Daniel E. Kremens, MD, JD: Right. The reason I bring that up is because I think people really have to understand that, oftentimes, non-motor symptoms are going to be the first symptoms of OFF that patients will report. So as physicians, we really have to be asking about this, or we might be missing a lot of that.

Stuart Isaacson, MD: We know that patients rate these non-motor symptoms as probably most deleterious to their quality of life and their daily activities when we ask them in different types of surveys.

Peter LeWitt, MD, M.Med.Sc: I also have the experience of patients who intentionally take extra medication in situations where their mental acuity is needed, especially at the price of having dyskinesia. In fact, many patients are very tolerant of mild dyskinesias because there’s something extra that you get from the medication—a mild stimulant effect, or more alertness. So we have to be in tune to the fact that the analogy of improving motor symptoms, which has a threshold effect at a certain blood level, isn’t necessarily the best dose effect for the mind to work best. There’s more research needed on this topic, and it also may be an argument why more continuous therapies that don’t have fluctuations, don’t have the withdrawal of this psychic enhancing effect. I think many patients have discovered this on their own.

Jill M. Giordano Farmer, DO, MPH: I think that’s sort of exposed in patients when they come in terribly dyskinetic, but they tell you they feel OFF.
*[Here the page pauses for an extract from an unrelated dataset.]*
PR #893, opened 2023-01-04
fix: set `path` on errors when possible

Nokel81:
Signed-off-by: Sebastian Malton <sebastian@malton.name>


Nokel81:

Daniel E. Kremens, MD, JD: Right.

Peter LeWitt, MD, M.Med.Sc: Or they feel great despite the fact that they look like a mess, and their family says, “Well, wait a minute, something’s wrong here.” But, yes, the overuse of levodopa is of concern because it’s not a drug of abuse, obviously, but many patients are taking far too much. But there’s a reason for that, and perhaps we have something to learn of the role of non-pulsatile therapies to ameliorate this withdrawal and feeling bad psychically in gaps that might not translate in terms of motor OFF.

Rajesh Pahwa, MD: But in general, more patients are undertreated than overtreated.

Daniel E. Kremens, MD, JD: And I think the overtreated patients are often the patients demanding that treatment, typically. I think most physicians tend to undertreat their Parkinson patients. But then, you occasionally have a young, typically male patient who engages in this dopamine dysregulation syndrome, demanding large amounts of dopamine despite the fact that they’re clearly not OFF when we see them in the office. They say, “Doctor, I’m so OFF,” when they’re wildly dyskinetic.

Rajesh Pahwa, MD: And that’s why, Peter, bringing up that issue that most of our patients would rather be dyskinetic, or slightly dyskinetic than OFF. Then are we, as physicians, undertreating them because we are so worried about the dyskinesia? We should also be helping their OFF, because OFF can be worse than their dyskinesia.